## [Work required]
Give the entries again, word for word.

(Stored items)
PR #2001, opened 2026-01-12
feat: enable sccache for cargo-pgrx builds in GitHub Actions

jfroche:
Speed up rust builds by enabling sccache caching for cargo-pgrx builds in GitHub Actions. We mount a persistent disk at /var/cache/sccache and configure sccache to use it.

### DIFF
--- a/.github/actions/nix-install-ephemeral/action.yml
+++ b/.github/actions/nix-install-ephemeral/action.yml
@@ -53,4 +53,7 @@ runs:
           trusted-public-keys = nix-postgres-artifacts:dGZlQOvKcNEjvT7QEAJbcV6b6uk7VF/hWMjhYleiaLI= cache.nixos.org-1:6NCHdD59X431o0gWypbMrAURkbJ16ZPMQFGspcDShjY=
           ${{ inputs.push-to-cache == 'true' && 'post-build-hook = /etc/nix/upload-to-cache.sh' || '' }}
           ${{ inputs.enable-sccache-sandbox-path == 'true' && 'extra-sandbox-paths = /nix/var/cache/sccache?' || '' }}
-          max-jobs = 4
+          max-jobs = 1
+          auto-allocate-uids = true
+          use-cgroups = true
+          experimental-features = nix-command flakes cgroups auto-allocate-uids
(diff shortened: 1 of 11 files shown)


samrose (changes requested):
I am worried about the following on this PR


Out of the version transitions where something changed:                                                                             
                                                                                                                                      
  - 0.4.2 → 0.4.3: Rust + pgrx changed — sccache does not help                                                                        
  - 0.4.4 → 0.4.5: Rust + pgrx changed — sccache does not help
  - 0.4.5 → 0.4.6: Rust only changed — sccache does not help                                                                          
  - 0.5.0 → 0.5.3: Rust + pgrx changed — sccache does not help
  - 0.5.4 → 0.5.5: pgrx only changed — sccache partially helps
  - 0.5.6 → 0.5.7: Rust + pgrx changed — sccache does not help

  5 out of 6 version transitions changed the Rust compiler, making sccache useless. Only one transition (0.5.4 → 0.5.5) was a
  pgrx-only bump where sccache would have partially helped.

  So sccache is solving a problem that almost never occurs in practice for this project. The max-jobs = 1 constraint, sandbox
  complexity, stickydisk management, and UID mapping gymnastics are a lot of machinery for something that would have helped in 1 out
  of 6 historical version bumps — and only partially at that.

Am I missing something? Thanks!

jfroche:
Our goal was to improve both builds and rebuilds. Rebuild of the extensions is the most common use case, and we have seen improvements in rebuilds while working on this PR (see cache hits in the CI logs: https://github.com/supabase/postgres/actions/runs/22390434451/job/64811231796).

## [Final answer]
PR #2001, opened 2026-01-12
feat: enable sccache for cargo-pgrx builds in GitHub Actions

jfroche:
Speed up rust builds by enabling sccache caching for cargo-pgrx builds in GitHub Actions. We mount a persistent disk at /var/cache/sccache and configure sccache to use it.

### DIFF
--- a/.github/actions/nix-install-ephemeral/action.yml
+++ b/.github/actions/nix-install-ephemeral/action.yml
@@ -53,4 +53,7 @@ runs:
           trusted-public-keys = nix-postgres-artifacts:dGZlQOvKcNEjvT7QEAJbcV6b6uk7VF/hWMjhYleiaLI= cache.nixos.org-1:6NCHdD59X431o0gWypbMrAURkbJ16ZPMQFGspcDShjY=
           ${{ inputs.push-to-cache == 'true' && 'post-build-hook = /etc/nix/upload-to-cache.sh' || '' }}
           ${{ inputs.enable-sccache-sandbox-path == 'true' && 'extra-sandbox-paths = /nix/var/cache/sccache?' || '' }}
-          max-jobs = 4
+          max-jobs = 1
+          auto-allocate-uids = true
+          use-cgroups = true
+          experimental-features = nix-command flakes cgroups auto-allocate-uids
(diff shortened: 1 of 11 files shown)


samrose (changes requested):
I am worried about the following on this PR


Out of the version transitions where something changed:                                                                             
                                                                                                                                      
  - 0.4.2 → 0.4.3: Rust + pgrx changed — sccache does not help                                                                        
  - 0.4.4 → 0.4.5: Rust + pgrx changed — sccache does not help
  - 0.4.5 → 0.4.6: Rust only changed — sccache does not help                                                                          
  - 0.5.0 → 0.5.3: Rust + pgrx changed — sccache does not help
  - 0.5.4 → 0.5.5: pgrx only changed — sccache partially helps
  - 0.5.6 → 0.5.7: Rust + pgrx changed — sccache does not help

  5 out of 6 version transitions changed the Rust compiler, making sccache useless. Only one transition (0.5.4 → 0.5.5) was a
  pgrx-only bump where sccache would have partially helped.

  So sccache is solving a problem that almost never occurs in practice for this project. The max-jobs = 1 constraint, sandbox
  complexity, stickydisk management, and UID mapping gymnastics are a lot of machinery for something that would have helped in 1 out
  of 6 historical version bumps — and only partially at that.

Am I missing something? Thanks!

jfroche:
Our goal was to improve both builds and rebuilds. Rebuild of the extensions is the most common use case, and we have seen improvements in rebuilds while working on this PR (see cache hits in the CI logs: https://github.com/supabase/postgres/actions/runs/22390434451/job/64811231796).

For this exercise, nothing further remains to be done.